The construction of each sub-model in the IETM content data model is realized through the combined integration of the element information, and the method comprises the following steps: the element information corresponding to each sub-model is organically fused based on a preset strategy of each sub-model, and the method specifically comprises the following steps:

acquiring organization relation information of maintenance personnel based on the guarantee resource elements so as to input the organization relation information into the personnel organization model;

And mapping element information in each sub-model to form a corresponding IETM output module, wherein the IETM output module specifically comprises:

2. The method for constructing an IETM content data model of a weapon equipment according to claim 1, wherein the processing the basic element information at the function control layer of the hierarchical database to obtain the technical information content corresponding to the basic element information specifically comprises:

3. The method for constructing an IETM content data model of a weapon equipment according to claim 1, wherein the method is characterized in that the technical information content in the data packet is divided into corresponding element information according to the usage type corresponding to the technical information content, and specifically comprises the following steps:

determining the element type of the data packet based on the use type corresponding to the technical information content;

4. The method for constructing an IETM content data model of a weapon equipment according to claim 3, wherein the construction of each sub-model in the IETM content data model is realized by combining and integrating the element information, specifically comprising:

determining element information corresponding to each sub-model according to the function of each sub-model in the IETM content data model and the association relation between the sub-models;

5. The method for constructing an IETM content data model of a weapon equipment according to claim 1, wherein maintenance guarantee information in each element information is obtained to analyze the maintenance guarantee information based on a bayesian network, and a maintenance guarantee case in the IETM content data model is generated, specifically comprising:

6. The method of constructing an IETM content data model of a piece of weapon equipment of claim 1, further comprising: and describing the data structure of the basic element information through a preset mark-up language file so as to realize the calling of the basic element information.
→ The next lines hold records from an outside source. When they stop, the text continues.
PR #393, opened 2024-05-10
Track name is not updated in GPX export xml

alisa911:


alisa911:
https://github.com/osmandapp/web/issues/387

RZR-UA (approved):

Issue #367, opened 2024-03-27
Use system language by default


dmpr0:
## Description
Currently English is set as default language for [osmand.net/map](osmand.net/map).
* Change language priority in Chrome `chrome://settings/languages`

## ToDo
**User not logged in:**
- [ ] Use System / Browser default language for UI

**User logged in:**
- [ ] Use System / Browser language by default until user changed it

Settings
- [ ] Add new item `System (Device language)` for **Display language** option.

dmpr0:
# Review 

<details>
    <summary>Screenshot</summary>
    <table style="width:100%">
      <tr>
        <th>Chrome</th>
        <th>Safari</th>
      </tr>
      <tr>
        <td><img src="https://github.com/osmandapp/web/assets/9365308/dfd1d818-d94e-4594-82f1-01339ba7caec"  width="300" height="auto"/> </td>
        <td><img src="https://github.com/osmandapp/web/assets/9365308/e8bf0fbc-0038-49ab-8fe3-a4113e28412f"  width="300" height="auto"/> </td>
      </tr>
    </table>   
</details>   


- [ ] Use proper language names

 - - -

PR #394, opened 2024-05-10
Use system language by default

alisa911:


alisa911:
https://github.com/osmandapp/web/issues/367

RZR-UA (approved):

PR #427, opened 2024-06-20
Clarify that marker widget information behaviour changes depending whether user is touching the screen or not

mnalis:
As reported in https://github.com/osmandapp/OsmAnd/issues/20112, the marker widget displays different information depending if map is static, or if user is touching the screen (map panning, zooming).

This PR attempts to at least clarify the situation in the documentation (although some in-app improvements would be much better, as noted in that issue)

(also fixes some English)


EugeneZmeuk:
- [ ] [Points on the map](https://osmand.net/docs/user/personal/markers)
- [ ] [Widgets > Markers](https://osmand.net/docs/user/widgets/markers)

PR #457, opened 2024-08-16
16223

shurasmiling:


EugeneZmeuk:
for future (Favorites article), we need to check and update all screenshots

7. An IETM content data model building apparatus for a weapon equipment, the apparatus comprising: at least one processor; and a memory communicatively coupled to the at least one processor; wherein the memory stores instructions executable by the at least one processor to enable the at least one processor to perform the method of any one of the preceding claims 1-6.

8. A non-volatile storage medium storing computer executable instructions, characterized in that the computer executable instructions are capable of performing the method of any of the preceding claims 1-6.